Nel 1969 ho iniziato come Avvocato della salute (denominazione che ha una decina d’anni) duplicemente:
come psicoanalista, che è un Avvocato della salute, con la mia prima paziente sul divano Donata (nome vero, lei apprezzerebbe),
e con Turturro, di cui sono stato Avvocato della salute nel senso che da anni io e colleghi diamo a questa nuova professione come l’altra faccia dello psicoanalista:
oggi parlo del secondo.
Ancora oggi ricordo con simpatia Turturro (di cui conservo il dossier, ricordo la copertina blu), e anche me medesimo in quell’occasione.
Quell’anno ero diventato Psicologo dello CSOP (Centro Scolastico di Orientamento Professionale) di Seregno, un onnifacente con la sapienza dell’insipienza quando non ha l’insipienza della presunzione, che abolisce ogni sapienza.
Una Preside venne a parlarmi del cruccio che per lei e insegnanti era questo tredicenne di terza media:
a muso duro e inespressivo consegnava tutti i compiti in bianco, e faceva “scena muta” in tutte le interrogazioni:
il sospetto diagnostico era di autismo, psicosi, forse schizofrenia.
Mandato da me, non ricordo come io mi sono presentato, che cosa ho detto o forse non detto, cioè il mio merito:
sta di fatto che dopo un istante mi sono trovato di fronte un giovane estroverso, simpatico, che senza farsi pregare-interrogare mi ha subito raccontato la sua vicenda:
gli ero andato, come si dice, “a genio” (non credo nel genio).
In breve, mi ha confidato che quel suo comportamento obbediva a un preciso e deciso rapporto mezzi/fini, secondo il suo interesse perfino intessuto su una analisi di classe.

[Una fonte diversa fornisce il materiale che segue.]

Issue #223, opened 2016-03-27
The /mode command doesn't support specifying the target


maxpoulin64:
Currently, the mode always target the current channel. This works fine for most cases, but those constructs are also valid but unsupported:

* `/mode Max-P +x` (changing mode on self)
* `/mode #channel +m` (changing mode on other channel)

I don't think there are cases where one can change the mode of other people or non-joined channels, but we probably should.

YaManicKill:
Note that this also should count as a bug, as it causes some issues.

I tried do to `/mode #pokemontrades +b` which is how you get the banlist for a channel. However, I get an error about the chan modes, and it sets +ms on the channel. So it's probably taking the name of the chan and using that as the mode.

YaManicKill:
(note that doing `/mode +b` doesn't seem to work either, which means there is no current way to get the banlist on thelounge unless servers have another way to do it)

YaManicKill:
Another thing related to this is viewing modes.

"/mode" or "/mode #channel" doesn't show you anything.

xPaw:
Here's how hexchat deals with the command: https://github.com/hexchat/hexchat/blob/c698e13c0d3f8835581d1271371110da18827a92/src/common/outbound.c#L2679-L2703

astorije:
Should be fixed by #679.

fuzzy76:
#341 was closed as a duplicate of this, but the behaviour described by McInkay still persists. So either this or #341 should be reopened I guess?

McInkay:
Yeah, it looks like #341 wasn't a full duplicate of this one. We can now specify the target, but it looks like we don't deal with the mode message when not setting a mode.

xPaw:
I have a working prototype branch here: https://github.com/thelounge/thelounge/tree/xpaw/chan-mode-is

PR #679, opened 2016-10-08
Fix /mode command to correctly assume target

### LINKED ISSUE #676: Cannot send multiple mode changes at once
Sending `/mode #channel -ao nick nick` only actually performs the -a. This implies that The Lounge intercepts mode commands and doesn't pass them to the server verbatim.

Came across this while running tests for #675.

xPaw:
Fixes #676 and #223.

Also adds support for passing in multiple nicks into `/op` (and other short commands). Adds a `/hop` and `/dehop` aliases.

### DIFF
--- a/src/plugins/inputs/mode.js
+++ b/src/plugins/inputs/mode.js
@@ -2,30 +2,60 @@
 
 exports.commands = ["mode", "op", "voice", "deop", "devoice"];
 
+var Chan = require("../../models/chan");
+var Msg = require("../../models/msg");
+
+exports.commands = [
+	"mode",
+	"op",
+	"deop",
+	"hop",
+	"dehop",
+	"voice",
+	"devoice",
+];
+
 exports.input = function(network, chan, cmd, args) {
-	if (args.length === 0) {
+	if (cmd !== "mode") {
+		if (chan.type !== Chan.Type.CHANNEL) {
+			chan.pushMessage(this, new Msg({
+				type: Msg.Type.ERROR,
+				text: `${cmd} command can only be used in channels.`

Il padre operaio desiderava che studiasse per fare strada nella vita, non come lui operaio, fino al diploma e forse l’università:
ma lui, per un verso non si faceva illusioni stanti le sue origini di classe,
per l’altro verso già sapeva ciò che voleva, diventare un buon meccanico, aiutato in questo da un certo meccanico lì vicino, che gli affidava piccoli lavori compensandoli.
Mi ha anche illustrato le sue doti meccanico-idrauliche, un ingegnoso sistema di vaschette comunicanti per pesci di sua costruzione.
Aveva dunque deciso che il quanto peggio (scolastico) sarebbe stato per il tanto meglio, lo avrebbero “mandato a lavorare”.
Mi ci è voluto poco, a favorirne gli intenti, per convincere preside e genitori raccontandogli una mezza verità (tutta no).
Ho poi saputo che l’intento era riuscito.
Non è la stessa cosa per l’Avvocato-analista, quanto al guadagno secondario della malattia nel compromesso nevrotico:
ma in questo come in quello di Turturro, si tratta di dare ragione all’io compromettente.
Quanti anni mi ci sono voluti per dare ragione a Freud sull’io compromettente!, senza più tante “monferrine” sulla distinzione tra io e soggetto.
L’io si distingue, sì, ma perché serve Chi!, quello che gode nell’usufrutto, disponibile a ogni va-e-vieni tra passivo e attivo, “femminile” insomma.